There is a certain kind of company that does not scream for attention. It builds in the quiet. It earns in the dark. And then one day the market leans in and says, wait… who’s been running the room?
Nucleus Security just secured $20M in Series C funding. Delta-v Capital led the round. Arthur Ventures doubled down. That is not charity. That is conviction with a calculator.
Congratulations to Steve Carter, Co-founder and CEO, and Scott Kuffer, Co-founder and COO, for building something investors do not just understand, but feel in their bones. Also respect to Co-founder Nick Fleming, because companies like this do not materialize without technical gravity at the core.
Let’s talk about the name. Nucleus. The center of mass. The control room. In cybersecurity, noise is cheap. Alerts fly like confetti at a parade nobody asked for. Nucleus Security decided to become the atomic center of vulnerability and exposure management. Not another scanner. Not another dashboard. The system of record. The orchestration layer. The place where chaos gets organized and risk gets prioritized.

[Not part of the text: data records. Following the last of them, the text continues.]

PR #887, opened 2018-09-06
rm unused/unmaintained packages from AnthaStandardLibrary/Packages

haydnKing:


m-i-sadowski:
This code is clearly anomalous as part of antha-lang since it's not really part of the language, rather it falls into the bucket of client code and would be better living alongside the elements that consume it (at least some of which exist, perhaps on branches) 

I would definitely be in favour of rationalising the stuff in AnthaStandardLibrary in favour of maintaining a good separation between what should change at the pace of its client elements and what should be included as part of the language itself. That would mean migrating most (probably not all) of the code in here out to relevant other packages, most likely as part of element dependencies. 

I think as it stands then removing at least a good part of this will break some element code somewhere out there so it's not appropriate to delete it wholesale without migrating it out.

PR #892, opened 2018-09-12
[ANTHA-2100] Remove awaitInst and associated parts.

msackman-synthace:
Local tests still pass. Just waiting for antha-tester to finish.


msackman-synthace:
antha-tester also still passes as before

PR #894, opened 2018-09-13
Turns out SName isn't used either.

msackman-synthace:
local tests pass. Just waiting on antha-tester...


msackman-synthace:
Yup, they pass too.

PR #899, opened 2018-09-17
Unify LHInstruction.Add{Product,Result} into .AddOutput.

msackman-synthace:
Not sure what to do about AddComponent: I'm happy to change it to AddInput, but there are 3 elements that I can find that use it (Transformation, Setup_Input_Plate, Transformation_Multi). Just fearful of changing a public API that may be used by 3rd party elements - how do we normally handle this case?

NB: this PR is entirely find and replace, with the exception of lhinstruction.go itself.

Local tests pass. Just running through antha-tester now...


haydnKing:
this LGTM assuming antha-runner passes, though probably better for sid to have a look too

PR #1044, opened 2019-04-17
ANTHA-2690: Store custom component names within the VLH to preserve them

haydnKing:
Previously the lhsummary was extended to respect custom CNames given to liquids by elements, however when liquids were later sampled from (e.g. by split sample) the custom name was lost and replaced with the empty string.

This change fixes that by storing the custom name within the virtual liquid handler so it continues to be used in future sampling.

Testing:
- added a unit test to verify that the names are persisted


chr1sgrant:
Why not add Meaningful name to the liquid directly?

haydnKing:
Liquid already has `CName` and a whole bunch of other properties that are important at different times so I didn't want to muddy the waters further.
The logic of determining whether the `CName` is meaningful will become easier once the subcomponents rewrite is done and there's no automatic naming though.

microArch/scheduler/liquidhandling/summary.go
```diff
@@ -775,6 +775,10 @@ func newTransferAction(vlh *simulator.VirtualLiquidHandler, act *driver.ITree, t
 			pl := output.PlateLocation()
 			if content, ok := lastUpdate[wellLocation{DeckItemID: pl.ID, Row: pl.Coords.Y, Column: pl.Coords.X}]; ok {
 				content.Name = output.MeaningfulName()
+				// update the name withing the virtual liquidhandler so that it persists if the component is aspirated from later
```
m-i-sadowski: typo  : *withing*

PR #1049, opened 2019-04-25
ANTHA-2747 Add parquet metadata support to data tables.

twoodwark:
The use case for this is adding antha-specific JSON document into the footer.  documentation on the expected usage here: https://paper.dropbox.com/doc/Empirical-data-schemas--Ab8UyJdC2_NJJPkjMEPsY4vlAg-RvV9MPtb5vRwFCvuSIGEM

As part of this, we are no longer redundantly seeking in the file (in reader).

### DIFF
--- a/antha/anthalib/data/parquet/filemeta.go
+++ b/antha/anthalib/data/parquet/filemeta.go
@@ -7,7 +7,7 @@ import (
 // FileKeyValueMetadata represents keys in file-level Parquet
 // metadata, as defined in:
 // https://github.com/apache/parquet-format/blob/master/src/main/thrift/parquet.thrift#L924 .
-// In the presence of duplicate keys ion the file, behavior is undefined.
+// In the presence of duplicate keys in the file, behavior is undefined.
 type FileKeyValueMetadata map[string]string
 
 // Write gives a WriteOpt that writes all the given keyvalues into file metadata.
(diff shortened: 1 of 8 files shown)


twoodwark:
Note when we land this we will need to update the master branch AMBR element in westeros.

antha/anthalib/data/parquet/filemeta.go
```diff
@@ -0,0 +1,40 @@
+package parquet
+
+import (
+	"github.com/xitongsys/parquet-go/parquet"
+)
+
+// FileKeyValueMetadata represents keys in file-level Parquet
+// metadata, as defined in:
+// https://github.com/apache/parquet-format/blob/master/src/main/thrift/parquet.thrift#L924 .
+// In the presence of duplicate keys ion the file, behavior is undefined.
```
levitskovich: in?

antha/anthalib/data/parquet/parquet_test.go
```diff
@@ -58,7 +58,23 @@ func TestParquet(t *testing.T) {
 			return nil, err
 		}
 
-		return TableFromReader(buffer, columns...)
+		return TableFromReader(buffer, Columns(columns...))
+	})
+
+	// bytes: write + read, also setting arbitrary keyvalue metadata
+	parquetTest(t, "Bytes + kv meta", table, []data.ColumnName{}, func(src *data.Table, columns ...data.ColumnName) (*data.Table, error) {
```
levitskovich: Maybe in future - in order to test opts in all 3 modes (file, bytes, io) - it may be worth rewriting these tests into something like
```
func TestParquet(t *testing.T) {
	runSubTests(t, func(t *testing.T, readAndWrite func(*data.Table, []parquet.ReadOpt, []parquet.WriteOpt)) {
		// test pure readAndWrite + test all the opts we have
	}
}
```
(where there are 3 implementations of `readAndWrite` - file, buffer, io) - but not sure it's worth spending time on it now

PR #1054, opened 2019-04-30
[AC-62] Fix TODOs in workflow JSON schema

simonwhitaker:


workflow/schemas/workflow.schema.json
```diff
@@ -76,7 +84,7 @@
         "Config": {
             "type": "object",
             "propertyNames": {
-                "$comment": "TODO: check this regex. This is the name of a device class, e.g. 'GilsonPipetMax'. It may be the case that an enum is preferable.",
+                "$comment": "This is the name of a device class, e.g. 'GilsonPipetMax'.",
```
msackman-synthace: Heh, I wonder: this is essentially an explicit enum in the code, reflecting exactly which devices are supported. I wonder if that should be reflected here in order to avoid accidental typos which would otherwise end up being silently ignored.

workflow/schemas/workflow.schema.json
```diff
@@ -189,7 +197,7 @@
                 "Devices": {
                     "type": "object",
                     "propertyNames": {
-                        "$comment": "TODO: check this regex. This is the name of a device instance, e.g. 'Doris'",
+                        "$comment": "This is the name of a device instance, e.g. 'Doris'",
```
msackman-synthace: I wouldn't be at all surprised if we find that at least to start with, we populate this from the devices microservice with the Ids (guids) of the devices rather name. Though I would prefer, long term, to use name.
Also, I would definitely allow spaces in here, and possibly parenthesis too - I would expect biologists to use descriptive names for their machines.

workflow/schemas/workflow.schema.json
simonwhitaker: Ah, got it. Will change.

msackman-synthace:
erm, don't you need to re-`go generate` and check that in before merging? ;)

PR #1060, opened 2019-04-30
ANTHA-2809: implementing Savitzky-Golay filter in our numeric library

levitskovich:
Summary:

The implementation roughly follows the current SciPy one (https://github.com/scipy/scipy/blob/v1.3.0rc1/scipy/signal/_savitzky_golay.py#L227), but with a few "buts":
* Different least square linear equation solvers are used. Both use LAPACK functions for this. However, we use `gels` since it's the only one implemented in `gonum` (https://github.com/gonum/gonum/blob/master/lapack/lapack64/lapack64.go#L120), while Python code uses on of `gelsd`, `gelsy`, `gelss` (https://github.com/scipy/scipy/blob/v1.3.0rc1/scipy/linalg/basic.py#L1069). But, AFAICT, their results are numerically the same.
* Different convolution functions are used. We use `num.Convolve` which is equivalent to `np.convolve`, they use `scipy.ndimage.convolve1d`. Their results are numerically slightly different on the edges, but the same on the most of the interval.

Test plan: added `TestSavGolFilter` which follows the test in Python code comments.


antha/anthalib/num/savgol.go
```diff
@@ -0,0 +1,122 @@
...
+	// retrieving the size of work space needed (this is how LAPACK interfaces are designed:
+	// if we call the function with lwork=-1, it returns the work size needed in work[0])
+	work := make([]float64, 1)
+	gels(work, -1)
+	lwork := int(math.Ceil(work[0]))
+
+	// solving the equation itself
+	result := gels(make([]float64, lwork), lwork)
+	if !result {
+		panic("gels: computation hasn't converge")
```
twoodwark: "didn't converge"

and can we output the parameter values in this case

twoodwark:
as discussed there are ways we could reduce the recomputation of coefficients, but until someone has an inventive to optimize this let's not bother

cosmonautspiff:
Agree w Toby. Looks fine to me for now.

cosmonautspiff:
I think, as we learn more details the nuances of how the filter is used, we could update the function descriptions to explicitly state the shortfalls of the current implementation.

levitskovich:
Btw, maybe we could merge this? (in spite of the fact it is not used in the the elements code now)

They unify data from more than 200 tools. 200. That is not integration theater. That is plumbing at scale. IT, cloud, application, OT. All roads lead back to a single, living picture of exposure. And when you add AI-driven exploit intelligence into that bloodstream, you are not just listing problems. You are ranking consequences.
Here is the business lesson hiding in plain sight. Enterprises built homegrown vulnerability management systems because they had to. Those systems aged. Complexity multiplied. Boards started asking sharper questions. Nucleus Security walked in with a platform designed by former Department of Defense security experts and said, let’s replace the patchwork with a command center.
The $43M Series B in 2024, co-led by Arthur Ventures and Lead Edge Capital with strategic investment from In-Q-Tel, set the stage. The FedRAMP Moderate Authorization, sponsored by the Centers for Medicare and Medicaid Services, opened federal doors that do not open easily. Being listed on the Continuous Diagnostics and Mitigation Approved Products List is not a vanity metric. It is a passport.
Now the Series C adds fuel. Not for vanity growth. For scale. For deeper exposure management orchestration. For meeting enterprise and federal demand that is no longer optional.
From 71 Alafia Drive in Sarasota, Florida, Nucleus Security is serving enterprises, defense contractors, critical infrastructure providers, and FedRAMP cloud service providers who cannot afford guesswork. Organizations like Motorola, Paychex, and Mastercard rely on them to unify vulnerability data and automate what matters.
Delta-v Capital saw a market turning from vulnerability scanning to exposure orchestration. Arthur Ventures saw a team that executes. Steve Carter and Scott Kuffer saw the gap years ago and built the center before the crowd showed up.